Choked flow behavior of helium-4 at cryogenic temperature

Abstract

Physical characteristics of choked helium have a significant impact on heat and mass transfer in helium cryogenic systems. Below the liquid hydrogen temperature region, the choked features of helium are numerically calculated, analyzed, and experimentally validated. Stable, one-dimensional, isentropic flows are assumed in the calculations. To analyze cryogenic helium single-phase and two-phase choked states, the developed algorithm with a mass flux criterion includes homogeneous models and different slip models. At stagnation temperatures ranging from 4 to 20 K and larger stagnation pressures (from 0.02 to 2.3 MPa), the choked parameters (pressure, temperature, sound velocity, mass flux, and critical pressure ratio) are calculated.
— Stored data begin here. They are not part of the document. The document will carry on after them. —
PR #750, opened 2019-07-24
Upgrade docusarus, lodash and move eslint to devDepedencies

trvrb:
* Docusaurus and lodash versions were throwing GitHub security errors. This should mostly address this.
* eslint is only used in development. It should be safe to move to devDependencies and slim down the resulting bundle.


jameshadfield:
slipped through the cracks -- thanks @trvrb

PR #827, opened 2019-11-26
[WIP] Cache map tiles locally server-side

ivan-aksamentov:
This PR attempts to implement a file-based local server-side cache for map tiles, addressing some of the concerns of #714 

### Motivation

Together with #826 this PR allows to run local server without internet connection. When reliable connection is available, user may selectively visit regions of interest on the map in order to build up the cache, and then go offline, with these same regions still being available.

### Implementation details

In order to not violate terms of currently used MapBox service, this PR switches to OpenStreetMap provider, which provides free tiles and allows (even encourages) caching.

Instead of fetching tiles directly, leaflet layer now requests tiles from `/tiles/{s}/{x}/{y}/{z}` (when running server locally, this resolves to localhost). On server side, this request is routed to `TileCache` service that initially proxies requests to the remote tile provider of choice, currently OpenStreetMap. 

The image tiles resulting from this request are sent back to client, but are also asynchronously written to filesystem. If previously seen tile is requested again, `TileCache` will return corresponding cached file instead of making requests to remote tile provider.
When remote tiles cannot be successfully retrieved, `TileCache` currently returns status 404. Leaflet in this case renders a grey tile.

### Discussion and further improvements

 - OpenStreetMap [Tile Usage Policy](https://operations.osmfoundation.org/policies/tiles/#technical-usage-requirements) allows caching and proxying, but they forbid setting HTTP user agent.  However, requesting tiles with `node-fetch` always returns status 429, therefore, in this PR we forward `User-Agent` from the original client (browser) request. We have to check if this behavior is allowed.

 - Although tile images are small (10-20kb), they come in bulk numbers and overall cache size may reach limits of available disk space. We may implement various cache eviction policies (e.g. LRU) to free up disk space on user's machine.

 - Similarly, caching can be implemented client-side. The tiles can be stored in LocalStorage or in IndexedDB. This is more tricky, as it will involve modifying leaflet's layer, but is doable.

### DIFF
--- a/cli/server/TileCache.js
+++ b/cli/server/TileCache.js
@@ -1,0 +1,133 @@
+const _ = require('lodash');
+const { default: fetch, Headers } = require('node-fetch');
+const fs = require('fs-extra');
+const path = require('path');
+
+const utils = require('../utils');
+
+const TILES_CACHE_DIR = 'cache/tiles';
+
+
+function areValidCoordinates(coord) {
+  return _.every(coord, (c) => _.isInteger(_.toNumber(c)));
+}
+
+/**
+ * Caches map tiles requested by the client, so that previously seen tiles are
+ * available from localhost.
+ */
+class TileCache {
+  constructor() {
+    // TODO: setup transpiling server code to avoid .bind(this) and for other syntactic perks
+    this.requestHandler = this.requestHandler.bind(this);
+    this.getTile = this.getTile.bind(this);
+  }
+
+  /**
+   * Handles network requests
+   */
+  async requestHandler(req, res) {
+    if (!this.validateParams(req, res)) {
+      return res.status(400)
+        .type('json')
+        .send({ error: 'Bad request' });
+    }
+
+    // Send tile
+    const { s, x, y, z } = req.params;
+    try {
+      const image = await this.getTile({ s, x, y, z, headers: req.headers });
+
+      if (!image) {
+        return res.sendStatus(404);
+      }
+
+      // TODO: better performance we may implement streaming response
+      return res.type('png')
+        .send(image);
+
+
+    } catch (error) {
+      const details = error.message || 'unknown';
+      utils.error(`TileCache.requestHandler: ${details}`);
+      return res.status(500)
+        .type('json')
+        .send({ error: `server error: ${details}` });
+    }
+  }
+
+  validateParams(req) {
+    const { s, x, y, z } = req.params;
+
+    // Check `s` param
+    if (!_.isString(s) || s.length === 0) {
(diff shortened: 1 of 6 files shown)


cli/server/TileCache.js
```diff
@@ -0,0 +1,133 @@
...
+  return _.every(coord, (c) => _.isInteger(_.toNumber(c)));
+}
+
+/**
+ * Caches map tiles requested by the client, so that previously seen tiles are
+ * available from localhost.
+ */
+class TileCache {
+  constructor() {
+    // TODO: setup transpiling server code to avoid .bind(this) and for other syntactic perks
```
jameshadfield: I'm not a fan of transpiling the server code as I value the simplicity of being able to run `node server.js`, although it does mean some code is a little bit more verbose. For background, auspice used to transpile the server code and it's been a much nicer dev experience since we stopped doing this.

jameshadfield:
Thanks @ivan-aksamentov -- this is really cool & happy to see an implementation of this 😄 

I haven't yet had a chance to really test the implementation but wanted to discuss two bigger points:

## Tile provider
This PR switches to OpenStreetMap which allows caching by the (auspice) server. This is a big aesthetic change for auspice which we'll need to discuss internally:

image
image

As mentioned in #714, MapBox tiles can be cached by a service worker in the browser, so that approach should work if we choose to keep MapBox. A nice side-effect of this PR would be the ability for implementations of auspice which use a custom server to define different map tile sources -- meaning that nextstrain.org could continue to use MapBox tiles by implementing a custom `/tiles` handler.

## New API call

*Background:*
The auspice npm package / this github repo provides both a server (e.g. `auspice view`) and a client (built using `auspice build`). The auspice client is designed to be used by other projects (such as nextstrain.org), and they may choose to run the auspice server or design their own. This design allows projects to implement their own server handlers for the auspice-client-API calls which allows a great deal of flexibility. See [these docs](https://nextstrain.github.io/auspice/server/introduction) for more info. 

This PR would require a major version bump and for all custom servers to implement a new handler for `/tiles`. (A lot of the code, such as `TileCache.js` can be exposed by auspice and therefore imported by such servers.) Note that we just released v2 a few weeks ago!

P.S. The actual API address should use `getServerAddress()` (https://github.com/nextstrain/auspice/blob/master/src/util/globals.js#L143), which by default is`/charon`. This allows it to be modified by a build-time customisation to auspice ([docs here](https://nextstrain.github.io/auspice/customise-client/api#specifying-the-api-server-address)).

---

I'll make sure we discuss these bigger points internally over the coming two weeks & thanks again for the help here!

According to the results of the analysis, two-phase choking occurs when the stagnation pressure is less than 300 kPa and the stagnation temperature is less than 6.0 K. In the experiment, the mass flow rates were tested by varying the inlet pressure and temperature of the micro-orifice (34  μm). The trends of mass fluxes calculated using the homogeneous model well match the experimental data. The reason for the difference between experimental and theoretical values is that the computational model does not account for actual fluid losses (structural impedance) and deviation of the helium physical property assumption in the two-phase region. The present study's findings are expected to improve the understanding of a cryogenic helium choked flow behavior and the limitations of theoretically choked flow models currently used in cryogenic systems.